• _PROMPT_:
Look through the lines below, find those with the word "setting", and copy them.

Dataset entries
***
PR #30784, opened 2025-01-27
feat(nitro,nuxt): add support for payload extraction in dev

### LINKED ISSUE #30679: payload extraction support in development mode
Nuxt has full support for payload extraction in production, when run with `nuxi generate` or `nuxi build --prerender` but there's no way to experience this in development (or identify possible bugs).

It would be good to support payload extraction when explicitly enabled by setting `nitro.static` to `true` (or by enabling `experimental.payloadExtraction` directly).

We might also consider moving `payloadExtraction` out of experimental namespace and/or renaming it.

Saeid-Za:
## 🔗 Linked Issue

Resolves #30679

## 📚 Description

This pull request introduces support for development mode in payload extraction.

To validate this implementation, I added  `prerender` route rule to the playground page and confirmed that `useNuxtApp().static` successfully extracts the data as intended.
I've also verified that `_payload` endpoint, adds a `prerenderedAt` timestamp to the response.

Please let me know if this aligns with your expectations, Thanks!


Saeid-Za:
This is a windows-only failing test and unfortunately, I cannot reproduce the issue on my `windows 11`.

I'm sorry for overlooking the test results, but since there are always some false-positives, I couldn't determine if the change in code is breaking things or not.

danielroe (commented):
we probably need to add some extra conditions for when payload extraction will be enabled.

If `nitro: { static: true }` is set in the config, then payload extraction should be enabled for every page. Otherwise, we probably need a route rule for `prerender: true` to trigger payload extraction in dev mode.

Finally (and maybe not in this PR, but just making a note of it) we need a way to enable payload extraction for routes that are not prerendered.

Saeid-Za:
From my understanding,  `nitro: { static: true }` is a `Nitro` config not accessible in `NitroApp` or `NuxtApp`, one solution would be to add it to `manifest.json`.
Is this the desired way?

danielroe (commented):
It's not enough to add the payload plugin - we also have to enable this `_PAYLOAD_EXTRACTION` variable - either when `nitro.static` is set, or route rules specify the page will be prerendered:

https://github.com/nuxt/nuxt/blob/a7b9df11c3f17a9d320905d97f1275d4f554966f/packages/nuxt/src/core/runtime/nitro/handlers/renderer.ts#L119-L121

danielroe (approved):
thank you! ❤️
***
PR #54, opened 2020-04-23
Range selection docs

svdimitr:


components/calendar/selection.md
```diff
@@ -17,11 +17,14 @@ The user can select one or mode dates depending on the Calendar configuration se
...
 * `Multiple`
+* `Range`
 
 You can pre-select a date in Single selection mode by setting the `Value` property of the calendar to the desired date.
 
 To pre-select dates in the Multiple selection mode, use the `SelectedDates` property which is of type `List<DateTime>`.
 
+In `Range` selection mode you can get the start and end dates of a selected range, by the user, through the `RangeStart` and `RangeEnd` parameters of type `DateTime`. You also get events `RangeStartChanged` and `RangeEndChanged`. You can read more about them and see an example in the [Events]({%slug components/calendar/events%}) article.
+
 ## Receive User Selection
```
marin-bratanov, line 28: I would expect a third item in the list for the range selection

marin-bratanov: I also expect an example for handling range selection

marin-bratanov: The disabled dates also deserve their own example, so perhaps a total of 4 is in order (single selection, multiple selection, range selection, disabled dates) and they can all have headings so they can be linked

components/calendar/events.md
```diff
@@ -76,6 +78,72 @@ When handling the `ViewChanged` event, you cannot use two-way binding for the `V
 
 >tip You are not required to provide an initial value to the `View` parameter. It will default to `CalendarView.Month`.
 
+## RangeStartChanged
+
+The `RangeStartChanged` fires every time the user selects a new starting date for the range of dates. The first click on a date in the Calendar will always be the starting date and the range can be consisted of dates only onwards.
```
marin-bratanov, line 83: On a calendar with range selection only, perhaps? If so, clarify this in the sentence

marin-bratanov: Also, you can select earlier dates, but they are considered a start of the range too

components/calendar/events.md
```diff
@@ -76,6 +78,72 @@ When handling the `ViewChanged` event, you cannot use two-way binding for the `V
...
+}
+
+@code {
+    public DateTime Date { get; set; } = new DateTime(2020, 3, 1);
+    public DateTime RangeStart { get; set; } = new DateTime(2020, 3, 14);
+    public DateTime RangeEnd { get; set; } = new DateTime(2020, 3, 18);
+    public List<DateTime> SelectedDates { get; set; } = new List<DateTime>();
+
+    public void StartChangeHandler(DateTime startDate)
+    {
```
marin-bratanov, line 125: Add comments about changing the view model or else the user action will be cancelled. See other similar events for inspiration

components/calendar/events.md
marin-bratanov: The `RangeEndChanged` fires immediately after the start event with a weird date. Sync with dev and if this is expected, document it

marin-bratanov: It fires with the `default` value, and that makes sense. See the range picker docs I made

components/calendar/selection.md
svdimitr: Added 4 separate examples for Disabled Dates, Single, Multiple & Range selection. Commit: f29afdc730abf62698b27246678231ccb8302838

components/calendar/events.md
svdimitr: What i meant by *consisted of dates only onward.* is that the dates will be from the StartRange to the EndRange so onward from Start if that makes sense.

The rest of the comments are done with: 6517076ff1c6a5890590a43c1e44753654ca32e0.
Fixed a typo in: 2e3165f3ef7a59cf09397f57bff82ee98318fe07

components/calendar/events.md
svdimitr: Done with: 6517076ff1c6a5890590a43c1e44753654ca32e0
***
• _ANSWER BELOW_:
It would be good to support payload extraction when explicitly enabled by setting `nitro.static` to `true` (or by enabling `experimental.payloadExtraction` directly).
 You can pre-select a date in Single selection mode by setting the `Value` property of the calendar to the desired date.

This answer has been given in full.